Issue #412, opened 2017-01-18
Weasyprint logging is missconfigured


PamelaM:
From the python docs https://docs.python.org/2/howto/logging.html#library-config : 
```
Note It is strongly advised that you do not add any handlers other than NullHandler to your 
library’s loggers. This is because the configuration of handlers is the prerogative of the 
application developer who uses your library. The application developer knows their target 
audience and what handlers are most appropriate for their application: if you add handlers 
‘under the hood’, you might well interfere with their ability to carry out unit tests and 
deliver logs which suit their requirements.
```

The default handler should be the NullHandler.

liZe:
I agree. Silent logs have been asked before (at least #300 and #312) and that should be the default when WeasyPrint used as a library. We should log to stderr only when it's the "normal" way to handle logs, i.e. when WeasyPrint is launched from the CLI.

PamelaM:
For those hitting this problem before it's fixed, here's how I've disabled the weasyprint logging handler - the logger needs to be set up before the first import of weasyprint

```
import logging

logger = logging.getLogger("weasyprint")
if not logger.handlers:
    logger.addHandler(logging.NullHandler())

from weasyprint import HTML
```

erichonkanen:
possibly related, I think all of the `WARNING` messages are coming from this package?

![image](https://cloud.githubusercontent.com/assets/230757/24126902/f8e7956a-0d8d-11e7-895f-3ee79d24ccb3.png)

alacret:
This hack doesn't work for Django applications. Neither in the settings.py nor before the import of the library

oleh-smediuk:
For those who use Django internal LOGGING dict-like config:

```python
LOGGING = {
    'version': 1,
    ...
    'handlers': {
        ...
        'null_handler': {
            'level': 'ERROR',
            'class': 'logging.NullHandler',
        },
    },
    'loggers': {
        ...
        'weasyprint': {
            'level': 'ERROR',
            'handlers': ['null_handler'],
        },
    }
}
```

conformist-mw:
For those who use Django internal LOGGING dict-like config:

```python
LOGGING = {
    'version': 1,
    ...
    'handlers': {
        ...
        'null_handler': {
            'level': 'ERROR',
            'class': 'logging.NullHandler',
        },
    },
    'loggers': {
        ...
        'weasyprint': {
            'level': 'ERROR',
            'handlers': ['null_handler'],
        },
    }
}
```

[...]

PR #2704, opened 2026-03-16
Removed fontTools logging capture

arjenzorgdoc:
https://github.com/Kozea/WeasyPrint/issues/412#issuecomment-2830795133

> Remove capture_logs function completely [...]

and

https://github.com/Kozea/WeasyPrint/issues/412#issuecomment-2830940404

> Could you please open a PR so that we can discuss this topic over there?

### DIFF
--- a/weasyprint/pdf/fonts.py
+++ b/weasyprint/pdf/fonts.py
@@ -3,7 +3,6 @@
 import io
 import re
 from hashlib import md5
-from logging import WARNING
 from math import ceil
 
 import pydyf
@@ -11,7 +10,7 @@ from fontTools import subset
 from fontTools.ttLib import TTFont, TTLibError, ttFont
 from fontTools.varLib.instancer import instantiateVariableFont
 
-from ..logger import LOGGER, capture_logs
+from ..logger import LOGGER
 from ..text.constants import PANGO_STRETCH_PERCENT
 from ..text.ffi import FROM_UNITS, ffi, harfbuzz, harfbuzz_subset, pango
 from ..text.fonts import get_hb_object_data, get_pango_font_hb_face
@@ -280,12 +279,7 @@ class Font:
         # Subset font.
         try:
             ttfont = TTFont(full_font, fontNumber=self.index)
-            with capture_logs('fontTools', level=WARNING) as logs:
-                subsetter.subset(ttfont)
-            for log in logs:
-                LOGGER.warning(
-                    'fontTools warning when subsetting '
-                    f'"{self.family}": {log}')
+            subsetter.subset(ttfont)
         except TTLibError as exception:
             LOGGER.warning(f'Unable to subset "{self.family}" with fontTools')
             LOGGER.debug('Original exception:', exc_info=exception)


liZe:
Hi!

Thanks for this pull request, that’s a better place than the original issue to discuss about this topic!

The problem we have is that users complain when they get fontTools’ logs: the current code has been added to fix #1585, where different people complained about these logs.

WeasyPrint decided some time ago not to display logs to stderr when used as a library (that’s the original topic of #412). I think that it’s a good idea. But fontTools writes these messages by default. So, either we’re inconsistent and write fontTools logs while hiding WeasyPrint logs, or we capture fontTools’ logs.

The [solution](https://github.com/fonttools/fonttools/issues/3538#issuecomment-2135700552) proposed by the fonttools devs was:

> you can register a custom handler that intercepts only the messages which come from loggers whose name starts with "fontTools", and then do whatever you want with them

We had actually come to the same solution without their advice. 😁 It’s also clear that these logs come from fontTools, and not WeasyPrint directly. But maybe the solution was to ask Fonttools devs not to display logs by default.

Merging your pull request would lead back to the #1585 complains, so we won’t merge it right now, but we can try to find another solution. What’s your current use case, and what does the logging capture break for you?

arjenzorgdoc:
My problem is this:

I want to use python built in logging simplified to this:

```python
import logging

import weasyprint

handler = logging.StreamHandler()
logging.basicConfig(handlers=[handler], level="INFO")


weasyprint.HTML("https://weasyprint.org/").write_pdf("./weasyprint-website.pdf")
```

```
$ uv run --with weasyprint huu.py 
WARNING:weasyprint:Ignored `aspect-ratio: 1.5` at 293:3, unknown property.
WARNING:weasyprint:Ignored `filter: grayscale(10%)` at 358:3, unknown property.
DEBUG:fontTools.ttLib.ttFont:Reading 'maxp' table from disk
DEBUG:fontTools.ttLib.ttFont:Decompiling 'maxp' table
DEBUG:fontTools.subset.timer:Took 0.000s to load 'maxp'
DEBUG:fontTools.subset.timer:Took 0.000s to prune 'maxp'
INFO:fontTools.subset:maxp pruned
DEBUG:fontTools.ttLib.ttFont:Reading 'cmap' table from disk
DEBUG:fontTools.ttLib.ttFont:Decompiling 'cmap' table
DEBUG:fontTools.ttLib.ttFont:Reading 'post' table from disk
...
```

I get all sorts of fontTools logs I didn't ask for.

With this patch I get fewer:

```
$ python huu.py 
WARNING:weasyprint:Ignored `aspect-ratio: 1.5` at 293:3, unknown property.
WARNING:weasyprint:Ignored `filter: grayscale(10%)` at 358:3, unknown property.
INFO:fontTools.subset:maxp pruned
INFO:fontTools.subset:cmap pruned
INFO:fontTools.subset:fpgm dropped
INFO:fontTools.subset:prep dropped
INFO:fontTools.subset:cvt  dropped
...
```

And now I can filter it:

```python
handler = logging.StreamHandler()
logging.basicConfig(handlers=[handler], level="INFO")
logging.getLogger("fontTools").setLevel(logging.WARNING)
```

```
$ python huu.py 
WARNING:weasyprint:Ignored `aspect-ratio: 1.5` at 293:3, unknown property.
WARNING:weasyprint:Ignored `filter: grayscale(10%)` at 358:3, unknown property.
$
```

That doesn't work at all without this patch.

BTW: when I don't configure logging at all, it doesn't log anything with or without this patch.

arjenzorgdoc:
BTW: this whole capturing the log idea is not something that can be done in a thread safe way. The logger config is a global state. The are always side effects.

liZe:
> BTW: this whole capturing the log idea is not something that can be done in a thread safe way. The logger config is a global state. The are always side effects.

Of course, that’s just a dirty workaround originally created for tests. Hopefully, pytest-xdist spawns processes…

We could put the function back to `testing_utils.py` where it belongs, if we remove the call for fontTools.

> My problem is this: […]

Thanks a lot for sharing this. That’s definitely a problem.

> BTW: when I don't configure logging at all, it doesn't log anything with or without this patch.

They are printed, that’s Python’s default behavior when nothing is configured. You don’t see anything because the default level only displays warnings. Unfortunately, many fonts have minor problems that log warnings, the timestamp problem from #1585 is a common one.

WeasyPrint avoids this with:
https://github.com/Kozea/WeasyPrint/blob/c3b780ec328fe58528b57240b31fe638881aec23/weasyprint/logger.py#L19-L22

Best practice from the [Python logging tutorial](https://docs.python.org/3/howto/logging.html#configuring-logging-for-a-library) is a bit hard to decipher:
- "It is strongly advised that you do not add any handlers other than [NullHandler](https://docs.python.org/3/library/logging.handlers.html#logging.NullHandler) to your library’s loggers."
- "[…] events of severity WARNING and greater will be printed to sys.stderr. This is regarded as the best default behaviour."

I’m convinced by the first part, but not the second part.

From there, I see two solutions:
- Ask the fontTools devs to hide logs by default, just like WeasyPrint. I’m not sure that it’s the best idea, as there’s no strong consensus about what logs should do by default, but why not.
- Apply the code adding the default null handler to the fontTools logger when WeasyPrint’s logging module is imported.

What do you think?

septatrix:
My thoughts:

- For library usage it should never ever touch another packages logging config. If I want logs I should get them. If they annoy me, I, as the developer, can manually change that packages logging level.
- For CLI usage, you are free to override logs how you see fit. E.g. set the logging level to `ERROR` on the root logger.

Regarding the code you linked I even think that it might be wrong, too. At least the `setLevel` call. If I enable logging I should get all logs, and configure the level myself. That's not the job of a library

liZe:
Thanks a lot.

> * For library usage it should never ever touch another packages logging config. If I want logs I should get them. If they annoy me, I, as the developer, can manually change that packages logging level.

I understand, and I agree with the theory.

The problem is that WeasyPrint users complain when they get fontTools error messages printed on their terminal when they use WeasyPrint as a library. That’s what happens if we don’t touch fontTools’ logging config. Users can’t even know that the messages come from fontTools, so they blame WeasyPrint.

So, what can we do to avoid issues like #1585?

> * For CLI usage, you are free to override logs how you see fit. E.g. set the logging level to `ERROR` on the root logger.

I agree. With the `--debug` option at least, we could set the level of the root logger in `__main__.py`, and add the name of the logger in the formatter.

> Regarding the code you linked I even think that it might be wrong, too. At least the `setLevel` call. If I enable logging I should get all logs, and configure the level myself. That's not the job of a library

You’re right. The line setting the level has been added in 2017 to work around a bug in a new version of Pytest, it now seems useless and can be removed.

septatrix:
I made a general cleanup in #2711

liZe:
Replaced by #2711.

> _PROBLEM DESCRIPTION_
Return, word for word, the lines of the data above from the line with "I’m convinced by" through the line with "- Ask the fontTools", inclusive.

> _YOUR SOLUTION_
I’m convinced by the first part, but not the second part.

From there, I see two solutions:
- Ask the fontTools devs to hide logs by default, just like WeasyPrint. I’m not sure that it’s the best idea, as there’s no strong consensus about what logs should do by default, but why not.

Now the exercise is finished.